Max se colocó al lado de Robert. Hacer el papel de matón de barrio era una cosa, pero aquel hombre estaba hablando de su familia. Le debía al menos la dignidad de mirarlo a la cara mientras lo hacía.

—No se suicidó —continuó Robert—. Ni mi madre tampoco, pero más les valdría haberlo hecho.

Max se fijó en el aspecto del hombre. Le había parecido más mayor. Posiblemente debido al tono amarillento de la piel. Además, estaba perdiendo pelo y tenía la frente surcada de arrugas. Pero en realidad era mucho más joven de lo que aparentaba.
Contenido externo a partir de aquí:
PR #2230, opened 2024-10-25
Service map updates

TackAdam:
### Description
Update the service table functionality
1. Adjust the focus table to have a popover that list all the options and is searchable.
2. Make the focus on selection enlarge the node following the filter behavior (also clear when reset)
3. Add reset button to the filter that recenters the tree and clears focus
4. Adjust zoomSpeed: 0.5
5. Set max and min zoom using  moveTo function.
6. If max zoom is exceeded recenter the page so the tree does not get lost.
7. Loading state while rendering
8. Darker borders / thicker on each node
9. No movement after rendering
10. Focus now filters to only display connected nodes
11. Consistent diagram using seed for physics generation
12. Bug fixes for handling switching between custom source and data prepper as well as flyout opening.

Filter Focus:

https://github.com/user-attachments/assets/ba04727f-0346-4f08-8235-b6765ebcff05

Zoom constraints:

https://github.com/user-attachments/assets/b5345a43-c14f-4199-a4b1-690596a65475

Dynamic filter:
Screenshot 2024-10-25 at 4 24 04 PM

Testing with 300 nodes:
Screenshot 2024-11-08 at 11 55 09 AM

Testing Dense Nodes
Screenshot 2024-11-08 at 11 54 27 AM

Screenshot 2024-11-08 at 11 54 39 AM

Service flyout:
ServiceFlyout

### Check List


public/components/trace_analytics/components/common/plots/service_map.tsx
```diff
@@ -124,9 +132,21 @@ export function ServiceMap({
...
+      const visibleNodes = items.graph.nodes.map((node) => node.label);
+      const options = Object.keys(serviceMap)
+        .filter((key) => visibleNodes.includes(serviceMap[key].serviceName))
+        .map((key) => ({
+          label: serviceMap[key].serviceName,
+          value: serviceMap[key].serviceName,
+        }));
+      setSelectableOptions(options);
+    }
+  }, [items.graph, serviceMap]);
```
paulstn, line 146: if `items` is undefined or doesn't have the `graph` field inside it, wouldn't this throw an error that would crash the page? i see that `items` is initialized to an empty object, so it seems like this might be a possibility.

public/components/trace_analytics/components/common/plots/service_map.tsx
```diff
@@ -302,11 +420,13 @@ export function ServiceMap({
               <div style={{ position: 'relative' }}>
                 {items?.graph && (
                   <Graph
+                    key={graphKey}
                     graph={items.graph}
                     options={options}
                     events={events}
                     getNetwork={(networkInstance: any) => {
```
paulstn, line 427: does networkInstance have a type that can be set here? making sure that this has a type might also require setZoomLimits to set the input variable type as well, so ideally that function should have a type for networkInstance

public/components/trace_analytics/components/common/plots/service_map.tsx
```diff
@@ -163,6 +185,23 @@ export function ServiceMap({
...
+    const initialPosition = networkInstance.getViewPosition();
+
+    networkInstance.on('zoom', (params) => {
+      const zoomLevel = params.scale;
+
+      if (zoomLevel < 0.25 && zoomLevel < lastZoomLevel) {
+        networkInstance.moveTo({ scale: 0.25, position: initialPosition });
+      } else if (zoomLevel > 1.75) {
+        networkInstance.moveTo({ scale: 1.75 });
+      }
```
paulstn, line 199: Just to get an idea of whats happening here, we're adding a boundary to the scale of the screen so that if these limits are reached, it'll change the scale back, but what does `zoomLevel < lastZoomLevel` do here and why isn't it included in the conditional when we go too big? My first assumption was that it was to allow for the screen to gradually zoom back out, but why wouldn't we want it for `zoomLevel > 1.75`?
Also, why is position set in one condition and not the other, what does it do?

public/components/trace_analytics/components/common/plots/service_map.tsx
```diff
@@ -204,9 +243,27 @@ export function ServiceMap({
...
+        graph: { ...items.graph, nodes: resetNodes },
+      });
+      if (networkInstance) networkInstance.fit(); // Adjust the view if needed
       setInvalid(false);
     } else if (serviceMap[service]) {
       if (!networkInstance) networkInstance = network;
+
+      // Enlarge the focused node and reset others
+      const updatedNodes = items.graph.nodes.map((node) =>
+        node.label === service ? { ...node, size: 30 } : { ...node, size: 15 }
```
paulstn, line 259: just wondering, is there some global or environmental variable that can be used for the size here to get rid of the magic numbers?

public/components/trace_analytics/components/common/plots/service_map.tsx
```diff
@@ -271,16 +328,77 @@ export function ServiceMap({
...
+                      onFocus(''); // Clear node focus when input is cleared
+                    }
+                  }}
+                  isInvalid={query.length > 0 && invalid}
+                  append={
+                    <EuiButtonIcon
+                      iconType="refresh"
+                      size="s"
+                      onClick={() => {
+                        setGraphKey((prevKey) => prevKey + 1);
```
paulstn, line 354: what's the purpose of graph key?

public/components/trace_analytics/components/common/plots/service_map.tsx
TackAdam: Because there are no zoom limits available to bet set we are handling this using the moveTo function. This functionality sets a limit on if the user zooms in to much if they reach the limit it stops it, as a side effect there is a little movement if the user continuously zooms in while at the limit. 
The zoom out limit has the added functionality to reset the node cluster to the center to prevent the user from getting lost. This is only present on the zoom out as we would not want to recenter and lose position if the user accidentally zoomed in to much.

Video example of behavior at limits:

https://github.com/user-attachments/assets/df088c21-196a-4292-a144-207ae5037f2a

public/components/trace_analytics/components/common/plots/service_map.tsx
TackAdam: I think this would require a additional dependency of @types/vis-network

ps48:
Still looking at the code. Just a question in the service flyout when users focus on a node, does the flyout details, other red metrics graphs also change to show the details of this particular node?

TackAdam:
> Still looking at the code. Just a question in the service flyout when users focus on a node, does the flyout details, other red metrics graphs also change to show the details of this particular node?

Adjusted to hide the focus while in the service fly-out. Ideally the user is utilizing the fly-out for a quick overview, and using the main page to investigate. Adjusted the functionality of the main search to allow user to quickly investigate deeper into connected nodes by clicking on them to filter (showcased in first video of description 'Filter Focus:').

public/components/trace_analytics/components/common/plots/service_map.tsx
paulstn: ah that makes sense thanks

paulstn (approved):

public/components/trace_analytics/components/common/plots/service_map_node_details.tsx
```diff
@@ -18,7 +18,7 @@ import { ServiceNodeDetails } from '../../../../../../common/types/trace_analyti
 interface ServiceMapNodeDetailsProps {
   selectedNodeDetails: ServiceNodeDetails | null;
   setSelectedNodeDetails: React.Dispatch<React.SetStateAction<ServiceNodeDetails | null>>;
-  addServiceFilter: (selectedServiceName: string) => void;
+  addServiceFilter: (selectedServiceName: string | null) => void;
```
mengweieric, line 21: are we expecting to have a null passed in for addServiceFilter?

test/constants.ts
```diff
@@ -209,8 +209,11 @@ export const TEST_SERVICE_MAP_GRAPH = {
         label: 'order',
         size: 15,
         title: 'order\n\n Average duration: 90.1ms \n Error rate: 4.17% \n Request rate: 48',
-        borderWidth: 0,
-        color: 'rgba(158, 134, 192, 1)',
+        borderWidth: 3,
```
mengweieric, line 212: question: are these changes being signed off from UX/product?

public/components/trace_analytics/components/common/plots/service_map_node_details.tsx
TackAdam: No, added in the null check to handle switching between custom and data prepper to clear selections and prevent existing bugs where the page would fail to render.

mengweieric (approved):

test/constants.ts
TackAdam: Synched offline for sign off.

Max sacudió la cabeza a modo de negación. Su obligación era extraer información útil del hombre, no compadecerse de lo mal que lo había tratado el tiempo. Decidió emplear una técnica ligeramente rastrera pero efectiva. Lo humillaría.

—¿En serio? ¿Cuál es vuestro problema? Tengo la impresión de que llamaros La Furia os queda un poco grande. Seguís a un tipo llorica que lamenta la muerte de su padre. Y todos vosotros sois el mismo tipo de llorones que no saben enfrentarse a la vida. Despierta, Robert. Las cosas son así. Y poner en peligro vidas inocentes no va a hacer que tu padre se comporte como un hombre de verdad. Esto es absurdo.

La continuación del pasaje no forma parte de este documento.